+++ Provided information

PR #627, opened 2020-03-02
shared boolean works

karol-bisztyga:


android/src/main/cpp/NativeProxy.cpp
```diff
@@ -135,6 +135,12 @@ jobject getChangedSharedValues(JNIEnv* env) {
         y = env->NewStringUTF(str.c_str());
         break;
       }
+      case 'B':
+      {
+        bool val = ((SharedBoolean*)(sv.get()))->value;
+        y = env->CallStaticObjectMethod(integerClass, integerValueOf, val);
```
karolbisztyga-swmansion: is it ok to use integer class here?

Common/cpp/SharedBoolean.cpp
```diff
@@ -0,0 +1,87 @@
...
+
+        auto callback = [this](
+          jsi::Runtime &runtime,
+          const jsi::Value &thisValue,
+          const jsi::Value *arguments,
+          size_t count
+        ) -> jsi::Value {
+          (*dirty) = true;
+          //double newValue = arguments[0].asNumber();
+          bool newValue = (bool)arguments[0].asNumber();
```
Szymon20000: getBool()?

PR #642, opened 2020-03-11
Turbo version cleanup test

karol-bisztyga:


Common/cpp/NativeReanimatedModule.cpp
```diff
@@ -206,6 +206,51 @@ void NativeReanimatedModule::onEvent(std::string eventName, std::string eventAsS
...
+  //  2 - worklets
+  //  3 - appliers
+  jsi::Function fun = value.getObject(rt).asFunction(rt);
+  std::shared_ptr<jsi::Function> funPtr(new jsi::Function(std::move(fun)));
+
+  scheduler->scheduleOnUI([&rt, funPtr, this, option]() {
+    std::string ids;
+    switch(option) {
+      case 1: {
+        for(auto it = sharedValueRegistry->sharedValueMap.begin(); it != sharedValueRegistry->sharedValueMap.end(); ++it) {
```
Szymon20000: Can you use foreach loop?

Common/cpp/headers/ApplierRegistry.h
```diff
@@ -11,10 +11,10 @@
 #include <unordered_map>
 
 class ApplierRegistry {
-  std::unordered_map<int, std::shared_ptr<Applier>> renderAppliers;
-  std::map<std::string, std::unordered_map<int, std::shared_ptr<Applier>>> eventAppliers;
-  std::map<int, std::string> eventMapping;
   public:
+    std::unordered_map<int, std::shared_ptr<Applier>> renderAppliers;
```
Szymon20000: Use getters/setters instead.

Example/testComponents/CleanUpTest.js
```diff
@@ -0,0 +1,228 @@
+import React from 'react';
+import Animated, { useSharedValue, useWorklet, RegistersState } from 'react-native-reanimated';
+import { View, Text } from 'react-native';
+
+const workletBody = function(a, b, c) {
```
Szymon20000: If you don't create Worklet instance here then each Event Worklet will register separate Worklet. Is this really what you want?

src/reanimated2/RegistersState.js
```diff
@@ -0,0 +1,40 @@
+import NativeModule from './NativeReanimated';
+
+
+export default class RegistersState {
```
Szymon20000: Can you export instance instead of class?

Common/cpp/NativeReanimatedModule.cpp
karol-bisztyga: fixed 70dd9c2b456dc5edb71581e9c70aded6a060f804

Common/cpp/headers/ApplierRegistry.h
karol-bisztyga: fixed 70dd9c2b456dc5edb71581e9c70aded6a060f804

Example/testComponents/CleanUpTest.js
karol-bisztyga: yes this is it exactly

src/reanimated2/RegistersState.js
karol-bisztyga: fixed d84f2ab0bb3275696ef078668869069e14f1f7b9

ios/native/NativeProxy.mm
```diff
@@ -93,7 +93,7 @@ + (void*) getNativeReanimatedModule:(void*)jsInvokerVoidPtr
 + (NSArray<NSArray*>*)getChangedSharedValues
 {
   NSMutableArray *changed = [NSMutableArray new];
-  for(auto & sharedValue : nativeReanimatedModule->sharedValueRegistry->sharedValueMap) {
+  for(auto & sharedValue : nativeReanimatedModule->sharedValueRegistry->getSharedValueMap()) {
```
Szymon20000: Shouldn't we make the same change in NativeProxy.cpp?

karol-bisztyga: yes, fixed 688b7e4b5f7734a1a7a6bc47b735250fcd7614d1

PR #666, opened 2020-03-20
Turbo version worklet start stop

karol-bisztyga:


Common/cpp/SharedWorkletStarter.cpp
```diff
@@ -26,7 +35,93 @@ SharedWorkletStarter::~SharedWorkletStarter() {
 }
 
 jsi::Value SharedWorkletStarter::asParameter(jsi::Runtime &rt) {
-  return jsi::Value(this->id);
+  
+  class HO : public jsi::HostObject {
+    public:
+    int id;
+    SharedWorkletStarter *starter;
```
Szymon20000: Why not std::shared_ptr ?

Common/cpp/SharedWorkletStarter.cpp
```diff
@@ -26,7 +35,93 @@ SharedWorkletStarter::~SharedWorkletStarter() {
...
+            const jsi::Value *args,
+            size_t count
+        ) -> jsi::Value {
+          if (starter->unregisterListener != nullptr) {
+            (*starter->unregisterListener)();
+            starter->unregisterListener = nullptr;
+          }
+          return jsi::Value::undefined();
+        };
+        return jsi::Function::createFromHostFunction(rt, name, 1, callback);
```
Szymon20000: Start and Stop don't have any args.

Common/cpp/WorkletModule.cpp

++++++

* Exercise aim:
Look for the word "opened" in the data, then return every line that contains it.

* Task solution:
PR #627, opened 2020-03-02
PR #642, opened 2020-03-11
PR #666, opened 2020-03-20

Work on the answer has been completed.